START DATA TO PROCESS

PR #2042, opened 2019-03-14
BigQuery sample writes results to Google Sheets.

kylelandonwright:
This sample writes BigQuery results to Google Sheets.


tswast:
Thanks for the contribution @kylelandonwright , but since we don't have a tutorial for this in the BigQuery docs, we can't accept this contribution. I recommend you submit this as a Cloud Community Tutorial: https://cloud.google.com/community/tutorials/write Tag me on the PR you send to https://github.com/GoogleCloudPlatform/community and I'll help review it.

Oh, and by the way, you can use user credentials for both BigQuery and Sheets. I'd recommend getting a credentials object once and passing it to the constructor for both the BigQuery client and the Sheets API client.

You may also be interested in https://pydata-google-auth.readthedocs.io/en/latest/, which makes the user-based authentication much easier.

PR #2045, opened 2019-03-14
Added the sample for async image batch annotation

happyhuman:
I added the sample for async image batch annotation. I also renamed the function names and region tags for the previous two samples in my last PR.

### DIFF
--- a/vision/cloud-client/detect/beta_snippets.py
+++ b/vision/cloud-client/detect/beta_snippets.py
@@ -177,7 +177,7 @@ def detect_handwritten_ocr_uri(uri):
 # [END vision_handwritten_ocr_gcs_beta]
 
 
-# [START detect_batch_annotate_files_beta]
+# [START vision_batch_annotate_files_beta]
 def detect_batch_annotate_files(path):
     """Detects document features in a PDF/TIFF/GIF file.
 
@@ -225,10 +225,10 @@ def detect_batch_annotate_files(path):
                         for symbol in word.symbols:
                             print('\t\t\tSymbol: {} (confidence: {})'.format(
                                 symbol.text, symbol.confidence))
-# [END detect_batch_annotate_files_beta]
+# [END vision_batch_annotate_files_beta]
 
 
-# [START detect_batch_annotate_files_gcs_beta]
+# [START vision_batch_annotate_files_gcs_beta]
 def detect_batch_annotate_files_uri(gcs_uri):
     """Detects document features in a PDF/TIFF/GIF file.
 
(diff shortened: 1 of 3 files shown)


happyhuman:
@nnegrey and @beccasaurus can you please review this PR?

vision/cloud-client/detect/beta_snippets.py
```diff
@@ -176,8 +177,8 @@ def detect_handwritten_ocr_uri(uri):
 # [END vision_handwritten_ocr_gcs_beta]
 
 
-# [START vision_fulltext_detection_pdf_beta]
-def detect_document_features(path):
+# [START detect_batch_annotate_files_beta]
```
nnegrey: Keep the `vision_` at the start of the region tags.

vision/cloud-client/detect/beta_snippets.py
```diff
@@ -272,7 +273,75 @@ def detect_document_features_uri(gcs_uri):
                         for symbol in word.symbols:
                             print('\t\t\tSymbol: {} (confidence: {})'.format(
                                 symbol.text, symbol.confidence))
-# [END vision_fulltext_detection_pdf_gcs_beta]
+# [END detect_batch_annotate_files_gcs_beta]
+
+
+# [START detect_async_batch_annotate_images_beta]
+def async_batch_annotate_images_uri(image_uri, gcs_uri):
```
nnegrey: `input_image_uri` and `output_uri` might help people distinguish, since both are gcs links, according to the description below.

vision/cloud-client/detect/beta_snippets.py
nnegrey: And for the ones below.

vision/cloud-client/detect/beta_snippets.py
```diff
@@ -272,7 +273,75 @@ def detect_document_features_uri(gcs_uri):
                         for symbol in word.symbols:
                             print('\t\t\tSymbol: {} (confidence: {})'.format(
                                 symbol.text, symbol.confidence))
-# [END vision_fulltext_detection_pdf_gcs_beta]
+# [END detect_batch_annotate_files_gcs_beta]
+
+
+# [START detect_async_batch_annotate_images_beta]
```
nnegrey: nit: `vision_detect_async_batch_annotate_images_gcs_beta`
I feel like we usually put `gcs` in the region tag when the parameters are gcs links, but not sure if this still applies to async.

vision/cloud-client/detect/beta_snippets.py
happyhuman: Not sure what you mean. Can you elaborate a bit more? You mean something like beta_detect_batch_annotate_files?

vision/cloud-client/detect/beta_snippets.py
happyhuman: How strongly do you feel about this? The other methods I see just have 'uri' for the output.

vision/cloud-client/detect/beta_snippets.py
nnegrey:
```
# [vision_detect_batch_annotate_files_beta]
```
We keep the product name at the start of every region tag, so that sample tracker can pick it up.

vision/cloud-client/detect/beta_snippets.py
nnegrey: The other ones use `uri` as input

vision/cloud-client/detect/beta_snippets.py
happyhuman: oops. I read it VERSION the first time. Good catch.  Fixed...

vision/cloud-client/detect/beta_snippets.py
happyhuman: Done

PR #2064, opened 2019-03-22
Set a timeout when waiting for query job to finish.

lbristol88:
Part of the BigQuery App Engine redesign.


appengine/standard_python37/bigquery/templates/query_result.html
```diff
@@ -1,21 +1,31 @@
...
-            <td>{{ result[0] }}</td>
-            <td>{{ result[1] }}</td>
-        </tr>
-        {% endfor %}
-    </table>
-</body>
-</html>
\ No newline at end of file
+<!DOCTYPE html>
+{#
```
engelke: Is it intended to make this text not appear in the page? If so, the syntax for HTML comments is different:

appengine/standard_python37/bigquery/templates/timeout.html
```diff
@@ -0,0 +1,20 @@
+<!DOCTYPE html>
+{#
```
engelke: HTML comment syntax

tswast: This is Jinja2 template syntax so that the license header doesn't appear in the rendered result.

engelke: Got it. Thanks.

PR #3383, opened 2020-04-13
vision: increase timeout for tests

nnegrey:
Fix: https://github.com/GoogleCloudPlatform/python-docs-samples/issues/2955
Fix: https://github.com/GoogleCloudPlatform/python-docs-samples/issues/2992


vision/cloud-client/product_search/product_search_test.py
```diff
@@ -30,6 +31,7 @@
 FILTER = 'style=womens'
 
 
+@flaky(max_runs=5, min_passes=1)
```
tmatsuo, line 34: If flaky makes the test pass, I'm quite happy to merge the PR because this flake is a different issue from the timeout.

However, it looks like this test is testing the result of the Vision API. Does it make sense to only test if the API call itself succeed? I'm totally fine if you just file a new issue and fix it with another PR.

nnegrey: From the output of the failures, it seems to be the API call isn't returning any results. So the backend seems to be flaky sometimes, I couldn't reproduce locally though, so I figured this should help.

tmatsuo: Got it.

PR #3385, opened 2020-04-13
video: use flaky on flaky timeouts

nnegrey:
Fix: https://github.com/GoogleCloudPlatform/python-docs-samples/issues/3346
Fix: https://github.com/GoogleCloudPlatform/python-docs-samples/issues/3345
Fix: https://github.com/GoogleCloudPlatform/python-docs-samples/issues/3344
Fix: https://github.com/GoogleCloudPlatform/python-docs-samples/issues/3298
Fix: https://github.com/GoogleCloudPlatform/python-docs-samples/issues/2934


nnegrey:
@frankyn, I got an error when trying to delete the bucket after the test that the Bucket is not empty. 
But the code uses:
```
bucket.delete(force=True)
```
Any ideas?

frankyn:
Hi @nnegrey how many objects are the tests working with and do video tests share the bucket with other samples? 

It's possible to use force delete and still have objects if for example a Temporary Hold or Event-based Hold are set on objects. Force doesn't account for these type of objects. I can't tell from the error which type of failure it is though.

nnegrey:
Each test is supposed to create a temporary bucket and each test should only be creating maybe a handful of output files. The failing test only creates one though. 
```
# Create a temporary bucket to store annotation output.
    bucket_name = str(uuid.uuid1())
    storage_client = storage.Client()
    bucket = storage_client.create_bucket(bucket_name)
    yield bucket
    # Teardown.
    bucket.delete(force=True)
```

nnegrey:
Might've been a weird flaky on the API or storage as I've never seen that error before and this test has been around for a while. Going to merge to fix several bugs. If it comes back up, I'm sure Build Cop will let me know and I'll investigate more from there.

PR #3414, opened 2020-04-16
Correct path for the warmup call

oittaa:


oittaa:
@googlebot I signed it!

appengine/standard_python37/warmup/main_test.py
```diff
@@ -28,5 +28,5 @@ def test_warmup():
     main.app.testing = True
     client = main.app.test_client()
 
-    r = client.get('/')
+    r = client.get('/_ah/warmup')
```
busunkim96, line 31: For other reviewers: this is the `warmup` route in `main.py`

https://github.com/GoogleCloudPlatform/python-docs-samples/blob/00e73771765623a8e7011d29c980ce439f1277e6/appengine/standard_python37/warmup/main.py#L27-L30

PR #3423, opened 2020-04-17
remove samples/tests that aren't on devsite, incl. localized docs

Strykrol:
Remove automl samples (+tests) that aren't on cloud.google.com in en/localized as part of snippet clean up work.


Strykrol:
@jsimonweb & @nnegrey  - Full sample application deletions here. Code isn't on cgc at all (incl. localizations) 

May have use for other sample- project.... For now submitting PR as-is.

PR #3429, opened 2020-04-18
GCF: add multipart file-persistence note

ace-n:
Given that we added this note in the [Java sample](https://github.com/GoogleCloudPlatform/java-docs-samples/pull/2688), I thought it was worth adding here.


functions/http/main.py
```diff
@@ -85,6 +85,9 @@ def parse_multipart(request):
     # This code will process each file uploaded
     files = request.files.to_dict()
     for file_name, file in files.items():
+        # Note: GCF may not persist saved files across invocations.
+        # Persistent files must be kept in other locations
+        # (such as Cloud Storage buckets).
```
tmatsuo, line 90: This is better but this sample code is still using the wrong way?
Can you also add something like "In this sample however, we use local filesystem for simplicity"?

tmatsuo: Or even, can you show one of the recommended way?

ace-n: Not all files are necessarily persistent - for example, maybe you have a function that processes image files with Cloud Vision API and saves the vision API's output _(as opposed to the image itself)_ somewhere.

Maybe `persistent` is an ambiguous term here that could be replaced with something clearer? e.g:

```
Note: GCF may not keep files saved locally between invocations.
If you want to preserve the uploaded files, you should save them
to another location (such as a Cloud Storage bucket).
```

tmatsuo: Thanks, your new suggestion looks better to me.

tmatsuo: @ace-n So are you going to update the comment?

ace-n: Done - sorry about the delay!

PR #3433, opened 2020-04-18
Update python code sample to include request method field.

slz250:
Note that the client lib doesn't seem to have been updated yet despite the tracking software stating otherwise. Will look into this.


tmatsuo:
@slz250 Is this PR ready to merge?

slz250:
Sorry about this. I'm not too familiar with git and am having some trouble removing a merge commit. My revert command ended up sending review requests to too many people. I then tried to do a git rebase based on this [SO answer](https://stackoverflow.com/a/51400593/4335969) but it looks like for a merge commit, I'll have to drop all of the commits that is being merged. 

This seems like more effort than it's worth so I'll just make the changes in a new PR.

PR #3445, opened 2020-04-20
Adding noxfile for Cloud Run

dinagraves:
Runs the tests for all the sub-directories of the run directory.

### DIFF
--- a/run/noxfile.py
+++ b/run/noxfile.py
@@ -1,0 +1,194 @@
+# Copyright 2019 Google LLC
+#
+# Licensed under the Apache License, Version 2.0 (the "License");
+# you may not use this file except in compliance with the License.
+# You may obtain a copy of the License at
+#
+#      http://www.apache.org/licenses/LICENSE-2.0
+#
+# Unless required by applicable law or agreed to in writing, software
+# distributed under the License is distributed on an "AS IS" BASIS,
+# WITHOUT WARRANTIES OR CONDITIONS OF ANY KIND, either express or implied.
+# See the License for the specific language governing permissions and
+# limitations under the License.
+
+from __future__ import print_function
+
+import os
+from pathlib import Path
+
+import nox
+
+
+# DO NOT EDIT - automatically generated.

END DATA TO PROCESS

(DIRECTIONS FOR THIS TASK)
Looking at the records above, state the number of lines where the word "locally" occurs, and write nothing beyond it.

(RESULT OF THIS EXERCISE)
2